Tom let himself be led through the gatehouse and around the keep. One or two figures passed by, or loitered in nooks with friends, but Tom was too baffled to form any real impression of them.

“Come out to the garden,” Beauchamp was continuing. “That’s where most of the fun is to be had. As you can hear, there is plenty of dancing.”

“To this – ?” Tom stuttered.

“The music?” Beauchamp again considered Tom’s uniform. “It takes getting used to, but there’s no past or future here, only an eternal present. Perhaps you weren’t yet familiar with jazz, and I do recall it’s a taste that needs acquiring. Well! You’ll have opportunities to acquire whatever you want. Some of us, of course,” he added quietly as they passed two men sitting in a loveseat, mutually gazing, completely absorbed in each other. “Some of us don’t ever care to dance.”

Tom was gaping. “But isn’t that – ?”

“Yes, Mr Wilde and Lord Byron. Leave them be, dear chap.

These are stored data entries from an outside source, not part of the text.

PR #2805, opened 2020-04-06
DirectMethodSender: Don't report internal server error for transient exceptions

and-rewsmith:
Every time the DirectMethodReceiver module's upstream connection is down (i.e. startup / edgehub restart), then DirectMethodSender will receive a DeviceNotFound exception when sending a direct method. 

Currently, we treat this as a internal server error when reporting results to the TestAnalyzer / TRC. Instead, we should return 404 and implement logic in the TestAnalyzer / TRC to treat this as a transient error.


test/modules/TestResultCoordinator/Reports/DirectMethod/DirectMethodReportGenerator.cs
```diff
@@ -262,7 +262,7 @@ async Task<DirectMethodReportGeneratorMetadata> ProcessMismatchFailureCase()
             }
             else if (NetworkControllerStatus.Enabled.Equals(networkControllerStatus))
             {
-                if (HttpStatusCode.InternalServerError.Equals(statusCode))
+                if (HttpStatusCode.NotFound.Equals(statusCode))
```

They had precious little peace in their lifetimes, and if they find it here, that is all to the good.”

Tom hadn’t much education, but even he knew Oscar Wilde had died some years before the Great War broke out, and surely Lord Byron decades or even a hundred years before that. “But, Mr Beauchamp –”

“Just Beauchamp, my friend. It’s a lot to take in, but that’s how it all began, d’you see? To welcome back across the Channel all those poor fellows who were forced into exile at one time or another. And then – then there was the need for more. Too many of us were lost before our time.”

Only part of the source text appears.